━━━━━ Data extract ━━━━━

PR #5026, opened 2020-12-04
fix invalid html in playground demos

patrickkettner:
fixes #5024

PR #5083, opened 2020-12-14
fix more invalid html in playground demos

patrickkettner:
The rest of the demos missed in #5026


sebastianbenz (approved):
Thanks for fixing!

PR #5106, opened 2020-12-16
Fix mission & vision headings on low res

alanorozco:
| Before | After |
|-|-|
|image|image|


sebastianbenz (approved):
Good one! Thanks for fixing!

alanorozco:
@sebastianbenz No problem!

I would merge this but I lack powers.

━━━━━

--- Task goal ---
Would you repeat, exactly and with nothing added, every line from the line containing "Fix mission & vision headings on low res" through the last line of the records above?

--- Reply ---
Fix mission & vision headings on low res

alanorozco:
| Before | After |
|-|-|
|image|image|


sebastianbenz (approved):
Good one! Thanks for fixing!

alanorozco:
@sebastianbenz No problem!

I would merge this but I lack powers.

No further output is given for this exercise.